### INSTRUCTIONS TO FOLLOW
From the entries below, copy every line that has the word "handles".

### EXCERPTED DATA
PR #133, opened 2021-06-24
Improve authentication middleware

calebschoepp:
# Overview

Improve authentication middleware.

# Changes

- Catch error thrown by `checkJwt` when a request is not authenticated
- Add a new `NotAuthenticatedException`

# Questions & Notes

N/A

# Issue tracking

Next PR will add authentication 

# Testing & Demo

See unit tests

### DIFF
--- a/api/src/controllers/middleware.test.ts
+++ b/api/src/controllers/middleware.test.ts
@@ -98,6 +98,14 @@ describe('errorHandler middleware', () => {
         expect(resStatus).toBeCalledWith(404);
     });
 
+    it('handles authentication errors', () => {
+        const e = new Error('asdf');
+        e.name = 'UnauthorizedError';
+        middleware.errorHandler()(e, mockRequest as Request, mockResponse as Response, nextFunction);
+        expect(resJson).toBeCalledWith({ code: 401, message: 'Not authenticated' });
+        expect(resStatus).toBeCalledWith(401);
+    });
+
     // Can't figure out how to mock req.log.error so I'm punting on this
     it.todo('handles unknown errors');
 });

### ANSWER BOX
+    it('handles authentication errors', () => {
     it.todo('handles unknown errors');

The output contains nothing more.